Say how many of the lines below contain the word "cook"; nothing else belongs in the answer.

◆ ◆ ◆ ◆ ◆ ◆ ◆

PR #1588, opened 2023-03-01
feat: add `equipped_amount(item, boolean)`.

midgleyc:
Takes a boolean parameter on whether to check all familiars (including those not currently out).

Works like `available_amount`, but just the equipped bit.

### DIFF
--- a/src/net/sourceforge/kolmafia/textui/RuntimeLibrary.java
+++ b/src/net/sourceforge/kolmafia/textui/RuntimeLibrary.java
@@ -71,7 +71,6 @@ import net.sourceforge.kolmafia.combat.CombatActionManager;
 import net.sourceforge.kolmafia.combat.Macrofier;
 import net.sourceforge.kolmafia.combat.MonsterStatusTracker;
 import net.sourceforge.kolmafia.equipment.Slot;
-import net.sourceforge.kolmafia.equipment.SlotSet;
 import net.sourceforge.kolmafia.maximizer.Boost;
 import net.sourceforge.kolmafia.maximizer.Maximizer;
 import net.sourceforge.kolmafia.maximizer.PriceLevel;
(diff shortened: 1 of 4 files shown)


src/net/sourceforge/kolmafia/textui/RuntimeLibrary.java
```diff
@@ -5518,15 +5520,18 @@ public static Value closet_amount(ScriptRuntime controller, final Value arg) {
 
   public static Value equipped_amount(ScriptRuntime controller, final Value arg) {
     AdventureResult item = ItemPool.get((int) arg.intValue(), 0);
-    int runningTotal = 0;
+    int amount = InventoryManager.getEquippedCount(item);
```
jaadams5, line 5523: Both flavors of getEquippedCount are public and static.  I could make a case that calling the two parameter version here is clearer, especially in an IDE that will helpfully show that the parameter is named includeAllFamiliars.  I might go farther and wonder whether the one parameter version should be deleted and all calls to it add false as a second parameter.   I'm not certain some kind of parallelism with available_amount is beneficial but that is my opinion.  I checked and there are about 10 calls to the one parameter version.  So that change might be too intrusive.  This is not intended as a blocker.

jaadams5 (approved):

src/net/sourceforge/kolmafia/textui/RuntimeLibrary.java
midgleyc: I think it's a reasonable case to make. There are a few cases in the codebase where searching all familiars would be potentially desired (if a bit slower than not searching).

For example, there's a "do we have Thor's Pliers" check that checks equipped items. We still have pliers even if they're on a Disembodied Hand we can't use. All these cases are fringe, though.

PR #1595, opened 2023-03-03
New Preference - 8BitBonusTurns

JamesDowney:
The idea here is that a user might want to see how many turns are left before the bonus in the 8bit realm shifts to the next location. I welcome any and all feedback, this is my first real mafia PR and my first attempt at writing tests.

Mafia forum thread: https://kolmafia.us/threads/track-remaining-turns-before-8bit-realm-bonus-shifts.28707/


gausie:
Thank you! I think the way I imagine doing this is to just have a counter for turns spent in the zone and leave it to users to mod 5.

I'll take a deeper look later today

gausie:
Also we will need unit tests to get this past the line

JamesDowney:
> Thank you! I think the way I imagine doing this is to just have a counter for turns spent in the zone and leave it to users to mod 5.

I've been adding up the turns spent in all 4 of the 8-bit zones and mod 5ing it, but if turns_spent is off for whatever reason, there's no good way for a user to remedy the issue. This happened to fronobulax [here](https://kolmafia.us/threads/8bit-relay.28676/post-171491) for example.


> Also we will need unit tests to get this past the line

Can you clarify on this at all? I'm just genuinely not sure what else needs testing and I couldn't find any documentation on testing as it relates to mafia (though that's probably on me!)

midgleyc:
So a dumb mechanics question, but does the counter increment at the start or end of combat? That is, if you go into a combat then saber-force (or rollover runaway) it, does the counter increment?

gausie:
Oh my apologies, I didn't see you had already added tests! Shows me for checking from my phone in bed.

On the mod5, what I mean is that you can just have your pref count up from 0 tracking turns spent in all the 8-bit realm, and the user can mod5 to see how far in to one bonus they are. That sort of feels more in line with the way we offer tracking to me.

JamesDowney:
> So a dumb mechanics question, but does the counter increment at the start or end of combat? That is, if you go into a combat then saber-force (or rollover runaway) it, does the counter increment?

I had no idea, so I gave it a shot! From testing, I'm pretty confident saber/rollover adventures don't increment KoL's counter. https://pastebin.com/cjSvP9B4

JamesDowney:
> On the mod5, what I mean is that you can just have your pref count up from 0 tracking turns spent in all the 8-bit realm, and the user can mod5 to see how far in to one bonus they are. That sort of feels more in line with the way we offer tracking to me.

Oh, gotcha. Sorry, I misunderstood initially. If that is more in line with other preferences then I'm on board to swap to that. The only thing I'm wondering is what I'd set that property to if it gets out of sync with KoL - I suppose I could just set it to the next multiple of 5?

gausie:
> Oh, gotcha. Sorry, I misunderstood initially. If that is more in line with other preferences then I'm on board to swap to that. The only thing I'm wondering is what I'd set that property to if it gets out of sync with KoL - I suppose I could just set it to the next multiple of 5?
> 
> Editing to clarify: If we see that the color changes, but that the property is out of sync (mod 5 != 0), what's the best way to handle that?

Yeah great question. The maths is a bit silly but to me the solution to that would be to set the pref to the next number that is a multiple of 5 and also gives the correct zone when you mod the turns spent by 20 - does that make sense? I'd also rename the number to 8BitZoneTurns or something

midgleyc:
I don't think the extra complexity is worth it. I don't think it adds anything.

For an example of one that works like this (maybe it counts up to 11? not sure) there's the cursed magnifying glass.

src/data/defaults.txt
```diff
@@ -170,6 +170,7 @@ global	_gitUpdated	false
 global	_svnRepoFileFetched	false
 global	_svnUpdated	false
 
+user	8BitBonusTurns	5
```
jaadams5, line 173: I like descriptive preference names.  I'd prefer a name like 8BitTurnsBeforeBonusChange even though I will get annoyed every time I have to type it.  We might want to revisit the name once we know exactly what we are keeping track of.  I wondering whether 8BitTurnsSpent is a better name if the user has to handle the mod 5 calculation.  Not a blocker though.

jaadams5:
Once we can describe exactly what this is doing - counting up or down, mod 5 or not, I would like to reconsider the name to be something more descriptive.

If my hypothesis that the scripts counter got off because I visited the URL for the "old" zone then we need to confirm that needs to be included in the count.  I'll try and gather more data.

Thanks.

jaadams5:
It appears that I visited http://127.0.0.1:60080/adventure.php?snarfblat=73 at some point.  Perhaps that location also needs to be included in incrementing counts?

gausie:
> It appears that I visited http://127.0.0.1:60080/adventure.php?snarfblat=73 at some point. Perhaps that location also needs to be included in incrementing counts?
> 
> Maybe not - I adventured there once(and received no "points") but still had five turns in the bonus zone until KoLmafia changed the color...

I don't think that zone has anything to do with anything anymore

JamesDowney:
> Yeah great question. The maths is a bit silly but to me the solution to that would be to set the pref to the next number that is a multiple of 5 and also gives the correct zone when you mod the turns spent by 20 - does that make sense? I'd also rename the number to 8BitZoneTurns or something

I made this change locally, but (and I might be inventing a situation that's unlikely to occur) I was thinking about the possibility of someone relying on a preference that counts the turns in all of the 8-bit zones rather than adding up each of the turns_spents, and getting somewhat surprising behavior if the preference jumped by as much as 19.

An example off the top of my head would be if a script had a failsafe where it aborted when more than x turns in 8bit realm had passed without whatever goal being reached.

Incrementing from 0 and resetting when 8BitColor changes is a possibility as well.

gausie:
> An example off the top of my head would be if a script had a failsafe where it aborted when more than x turns in 8bit realm had passed without whatever goal being reached.

I think if that number gets out of sync significantly there is a problem, however it surfaces. Because it's counting *up* an error is always going to result in undercounting not over.

> Incrementing from 0 and resetting when 8BitColor changes is a possibility as well.

this is fine I think too. Also if they were to do something like add an iotm that let you repeat a zone multiplier for another 5 turns or something it would maybe be less confusing.

JamesDowney:
> Do we know for sure that the zone bonus is determined by turns spent and not, for example, by fights won? I was doing this manually and thought I saw color changes six or seven turns apart when I was losing fights. I can revisit and try and confirm but I wat to be out of run when I try that.

Oh no. You're definitely right, some spading by player `breakingamber` confirms that getting beaten up does not advance the color.

JamesDowney:
Free runs also do not increment it.

gausie:
Great! Looks like we're almost done here. So @JamesDowney does this code respect that it is not advanced on a fight loss? Can we add a test for that?

Also I can see your HTML isn't coming from running mafia with debug mode on, which is my personal preference for HTML fixture generation but not a blocker

jaadams5:
I think I am Ok with this but I would prefer @gausie approve and push it.

JamesDowney:
I rewrote my tests to use FightRequest which I think is an improvement, and I replaced html I got from the relay browser with debug log html, which made good sense to me and is just a much nicer way to access the information on my end - so thanks for this suggestion!

@gausie I did also go ahead and add tests to make sure it wasn't incremented on loss or free run.

@jaadams5 You had previously mentioned considering a different, more descriptive name, and I'm totally on board with that, but nothing immediately came to mind for me. Do you have any suggestions?

gausie:
I think the name is fine. Lets merge

gausie (approved):

PR #1596, opened 2023-03-03
fix: bird of the day doesn't show up in maximizer

midgleyc:
Issue introduced in #1307.

The problem is that `getAllModifiers` checks `modifierStringsByName` for keys, but `overrideModifier` only modifies `modifiersByName`. So if we override a modifier that isn't in `modifiers.txt`, the maximizer won't see it.

I wrote the test in r26967 to confirm this was the issue, then fixed it.

### DIFF
--- a/src/data/modifiers.txt
+++ b/src/data/modifiers.txt
@@ -5291,6 +5291,7 @@ Effect	Blessing of Serqet	Monster Level: +20
 Effect	Blessing of She-Who-Was	Mysticality: +5, Spooky Damage: +5
 # Blessing of Squirtlcthulli: Recover HP and MP after battle
 Effect	Blessing of Squirtlcthulli	HP Regen Min: 2, HP Regen Max: 10, MP Regen Min: 2, MP Regen Max: 10
+Effect	Blessing of the Bird	none
 Effect	Blessing of the Creepy Pasta	Spooky Spell Damage: +20, Sleaze Resistance: +2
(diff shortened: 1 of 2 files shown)


gausie (approved):
Is `none` a thing or is that failing silently?

gausie:
Can we show a warning if modify `modifiersByName` for something that's not in `modifierStringsByName`?

midgleyc:
"none" is a thing. It's used in mutexes (and the scratch 'n' sniff weapons). It means "this has modifiers, but nothing material"

midgleyc:
> Can we show a warning if modify modifiersByName for something that's not in modifierStringsByName?

We could, but I think the fact this is a problem indicates the data structure isn't right. Ideally (I think?) we want the keys to be the same. Perhaps it should be one object, which contains both the modifiers and a string, if we have a string.

Plus... I think most of our warnings just get ignored by the user. They're not really visible enough.

midgleyc:
Will do a follow-up if I can get something working well.

I was hoping this same approach would make distillate show up in the maximizer, but it doesn't seem to.

midgleyc:
I think the trick is actually that `getAllModifiersOfType` should be checking `modifiersByName`, not `modifierStringsByName`. From reading the file, the latter is "the contents of `modifiers.txt`" which never gets reset, whereas the former is "modifiers as they affect the current character", which does get reset.

Same for `getAllModifiers` which is only used by the `modifies` command, which I wasn't aware of.

midgleyc:
Okay, we can't do that because we get an NPE. Presumably the modifiers are lazily loaded.

PR #1601, opened 2023-03-04
feat: dump of items / effects from the new iotm

midgleyc:


Veracity0 (approved):
OK.

I'm doing this too, but also including support for The Shadow Forge, so we will keep inventory up to date when purchasing items. Also, I've been fighting the shadow entities and collecting info for them.

You can go first. :)

midgleyc:
very good :D

PR #1605, opened 2023-03-05
numeric_modifier(thrall, string) exists

horrible-little-slime:
This function already exists in both js and ash; `RuntimeLibrary.getModifierType` handles thrall perfectly. This will make `ashref` and `jsref`, as well as the typescript definitions that get published alongside each mafia revision, reflect this reality.


midgleyc (approved):
I have checked, and you are right.

Thanks!

PR #2783, opened 2025-02-28
feat: add function for checking item data from museum, and update item data

midgleyc:


Veracity0 (approved):
I had never heard of loathers/museum.
How was the data collected for it?
Anyway, cool. Thanks for doing this!

midgleyc:
Like ePeterso2's Jicken Wings before it, it receives a data dump from the KoL devs of item and collection data. gausie exposed plurals a while back, and recently agreed to expose item data too (for Mafia).

PR #2786, opened 2025-03-01
feat: update use / combat from museum

midgleyc:
Some items newly marked as "usable" require further user interaction to actually do anything. This was already the case for e.g. ancient cure-all, so I think this is fine.

Some items marked as "food helper" were actually just used automatically from being in inventory.

Some items that send you to a shop are "usable", and some are not. Fun!

### DIFF
--- a/src/data/items.txt
+++ b/src/data/items.txt
@@ -33,7 +33,7 @@
 5	pasta spoon	249844320	pastaspoon.gif	weapon, smith	t,d	1
 6	ravioli hat	882973843	ravioli.gif	hat	t,d	1
 7	saucepan	323344201	saucepan.gif	weapon, smith	t,d	1
-8	spices	266103456	spice.gif	none, combat reusable, smith, cook, mix	t,d	1	spices
+8	spices	266103456	spice.gif	message, combat reusable, smith, cook, mix	t,d	1	spices
 9	disco mask	449052630	discomask.gif	hat	t,d	1
 10	disco ball	371973562	discoball.gif	weapon, smith	t,d	1
 11	stolen accordion	199623005	accordion.gif	weapon, smith	t,d	1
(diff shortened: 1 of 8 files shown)


Veracity0:
So, things that send you to a shop used to be marked "none", but many of them are now marked "reusable".
Does this mean that they now show up in the "General" section of the Item Manager Frame and you can click the "use item" button on them? If so, what does it do?

src/data/items.txt
```diff
@@ -7993,10 +7993,10 @@
 7965	Holy MacGuffin	534962786	macguffin.gif	none	q	0
 7966	Ka coin	826932303	kacoin.gif	none	q	0
 7967	World's Best Adventurer sash	584125368	bestsash.gif	accessory	q	0	World's Best Adventurer sashes
-7968	topiary nugglet	491943392	nugglet.gif	none	t	0
+7968	topiary nugglet	491943392	nugglet.gif	reusable	t	0
 7969	beehive	905003610	beehive.gif	none, combat reusable	q	0
 7970	electric boning knife	580217520	elecbone.gif	none, combat reusable	q	0	electric boning knives
-7971	Aggressive Carrot	839021006	carrot.gif	none, curse	t	0
+7971	Aggressive Carrot	839021006	carrot.gif	usable	t	0
```
Veracity0, line 7999: Is it not still a "curse" item? I.e., you need to give it a user name to afflict.

midgleyc: trying to use it in `curse.php` doesn't work. It sends you to a choice adventure.

midgleyc:
Using the item sends you to the shop. The 2002 Mr. Store Catalog worked that way already. The odd silver coin was also marked as usable, but actually wasn't usable.

For the item manager frame: I don't know, I would guess it sends the player to the shop in the background but does nothing visible?

We overrode most of the use links manually in the `UseLinkDecorator`. For items like FDKOL commendation that we didn't override, now uncloseting it adds a "use" link that sends you to the shop, whereas before it had nothing.

Veracity0 (approved):

PR #2788, opened 2025-03-01
Add getaway campsite command.

phulin:
This way we can display cloud-talk in the maximizer, which I always forget.


midgleyc (approved):
Thanks!

PR #2792, opened 2025-03-02
Leprecondo Support

gausie:
This is all done. A `leprecondo` command for info and configuration would be great and will come in a future PR. I could work on it later in the week unless someone else is interested. The furniture -> location data is all there ready, and I added it to AreaCombatData's toString() command since that was easy enough.

- [x] Track discoveries
- [x] Update discoveries when visiting the leprecondo
- [x] Track installed furniture
- [x] Track needs
- [x] Learn need order
- [x] Track turn on which last need changed
- [x] Track daily reconfigurations
- [x] Make sure it all applies on action as well as visit


Veracity0:
This is good, so far.

I didn't open my Leprecondo until I started this run, so, as of right now, having spent one turn on day 3, I have 3 of the 6 basic furnishings.

I specifically went to a location with something better on turn one today - and I got a basic furnishing I didn't have..
This is going to require careful planning to fill up.

I think the person who said "oh, I got all six basics on my first day" was lying. :)

I suggest that a command like "accordions" would be useful to see all the furnishings, where you find them, whether or not you have them, which needs they fulfill, rewards, etc.

Once I get the 6 basics, I expect I'd like to spend my early turns every day in a location to get something I don't have, and a reference like that in KoLmafia would obviate going to look at a spreadsheet.

gausie:
> I suggest that a command like "accordions" would be useful to see all the furnishings, where you find them, whether or not you have them, which needs they fulfill, rewards, etc.

Yes I agree. I think I may make a leprecondo manager and move some of this code around.

I also heard that some grammar was fixed in the discovery messages at some point in the last 24 hours, so I'll need to make sure the regex holds up (it won't).

src/net/sourceforge/kolmafia/session/LeprecondoManager.java
```diff
@@ -0,0 +1,242 @@
...
+          Map.entry("plops down and reads some old comics", "dumb entertainment"),
+          Map.entry("fires up his second-hand hot plate", "food"),
+          Map.entry("heads to his filthy mattress for a nap", "sleep"),
+          Map.entry("grabs a beer from the beer cooler", "booze"),
+          Map.entry(
+              "wanders over to the karaoke machines and sings a few popular songs",
+              "dumb entertainment"),
+          Map.entry(
+              "sets his karaoke machine to dance mode and careens around the room", "exercise"),
+          Map.entry("spends a while running on his cupcake treadmill", "exericse"),
```
midgleyc, line 90: "exericse"

Might be worth making an enum to avoid typoes.

src/net/sourceforge/kolmafia/session/LeprecondoManager.java
```diff
@@ -0,0 +1,242 @@
...
+          Map.entry("fine upholstered dining table set", "The Hidden Apartment Building"),
+          Map.entry("whiskeybed", "The Castle in the Clouds in the Sky (Ground Floor)"),
+          Map.entry("high-end home workout system", "The Degrassi Knoll Gym"),
+          Map.entry("complete classics library", "The Haunted Library"),
+          Map.entry("ultimate retro game console", "Megalo-City"),
+          Map.entry("Omnipot", "Cobb's Knob Laboratory"),
+          Map.entry("fully-stocked wet bar", "The Purple Light District"),
+          Map.entry("four-poster bed", "Dreadsylvanian Castle"));
+
+  private static final Map<String, String> FULFILMENT_TO_NEED =
```
midgleyc, line 76: needs to be filled out with the other messages

midgleyc (approved):

PR #2796, opened 2025-03-04
Pretty up logging of combat skills with embedded vars

Veracity0:
I noticed that StationaryButtons prettify dart skills - "darts: throw at butt" - but not Zootomist skills "left %N kick".
That also reminded me that logging combat skill use prettifies neither.
```
[258] The Hidden Park
Encounter: pygmy janitor
Round 1: Veracity casts LEFT %N KICK!
You acquire an effect: Everything Looks Yellow (30)
Round 2: Veracity wins the fight!

[258] The Hidden Park
Encounter: pygmy blowgunner
Round 1: Veracity casts DARTS: THROW AT %PART4!
Round 2: pygmy blowgunner takes 451 damage.
Round 2: Veracity wins the fight!
```

1) Create ``` String SkillDatabase.getPrettySkillName(int skillId)```.
2) Use this for fight logging:
```
[415] The Smut Orc Logging Camp
Encounter: smut orc screwer
Round 1: Veracity casts DARTS: THROW AT BUTT!
Round 2: smut orc screwer takes 394 damage.
Round 2: Veracity wins the fight!

[419] Twin Peak
Encounter: spider (duck?) topiary animal
Round 1: Veracity casts LEFT QUANTUM ENTANGLER KICK!
You acquire an effect: Everything Looks Yellow (30)
Round 2: Veracity wins the fight!
```
3) StationaryButtons already did that for darts. Now, it calls the new method and uses it for darts and Zootomist combat skills.
4) While I was at it, I removed all the magic numbers from the StationaryButtons switch statement that chose appropriate button text for skills by number, and made it a modern switch statement. I think we'd not invented SkillPool when that was first implemented...
5) I removed the RelayWarning for equipping spring shoes when looking at giant coffee grounds if you are a Zootomist, since the reason you'd want to do that is to gain lots of substats, which doesn't happen in this path.

I added some tests.
And I opened an "issue" at ScotchLog, mentioning this and asking if it will be a problem.

https://github.com/docrostov/ScotchLog/issues/9


gausie:
This is good for reading logs, but not great for parsing logs. Do you think we want to make sure that people involved in tools like https://kolmafioso.app like (or at least know about) this change?

Veracity0:
> This is good for reading logs, but not great for parsing logs.

Well, perhaps I lack some imaginations, but considering that dart parts change every single round (and while you are in battle, you can use _currentDartBoard to see the mapping), but the log doesn't show that. For me, at least.
Hmm. I think some scripts use verbose "log every preference change" and I suppose they could use that and deduce which skill was used. But it seems that changing the name logging like this PR does could simplify things by obviating that mapping.

For the zootomist skills, again, if the log ... somehow ... had the grafting properties in it, you could deduce what to expect.

> Do you think we want to make sure that people involved in tools like https://kolmafioso.app like (or at least know about) this change?

I think it is reasonable to tell them about it.

gausie:
I asked @docrostov and he says

> i just looked at the tests i think it will be fine i just will need to change bullseye tracking

So I was probably just being overly cautious

PR #2797, opened 2025-03-04
feat: more leprecondo items / effects

midgleyc:


gausie:
Hmmm do we not pick up Last Available automatically. I thought I made it so we did.

midgleyc:
Certainly doesn't look like it!

Veracity0:
So what about making that work and re-committing the items, etc., with that data?

gausie:
It's probably because the tag is in a comment at the end of the doc and not in the main enchantment block, and I've missed the place that generates the gcli report. We can merge this and I'll just have to add manually.

gausie:
Here is the issue: https://github.com/kolmafia/kolmafia/pull/2799

gausie (approved):

PR #2801, opened 2025-03-05
Allow 'leprecondo furniture' as a goal (condition)

Veracity0:
I currently have 16 pieces of Leprecondo furniture.

If I set "1 leprecondo furniture" as a goal before adventuring, it will adventure in the selected zone until your leprechaun drags a piece of furniture back to its condo.

I originally did zone checking and would count the goal as done if there was no more furniture available in that zone. However, since there are 6 furniture pieces that can be found in essentially any zone, that can't work.

I am in-run and out of turns.
After rollover, I will bomb the frat house back to the stone age and confirm that this (still) works as expected and will mark this ready for review.

Edit: works as expected.


gausie (approved):
Great!

PR #2806, opened 2025-03-07
Try and fix "Max" command in maximizer

Ignose:


gausie:
Please add a description of what you're trying to do as well as some tests for your change.

PR #2808, opened 2025-03-08
synchronize loadUserPreferences with saveToFile

Rinn:
This is a speculative fix, but what I think may have been happening for the preference reset is during the process for a time-in login:
1. The user is timed out from being idle, laptop goes to sleep, etc.
2. An action occurs where the user is timed back in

◆ ◆ ◆ ◆ ◆ ◆ ◆

**Exercise solution**. 2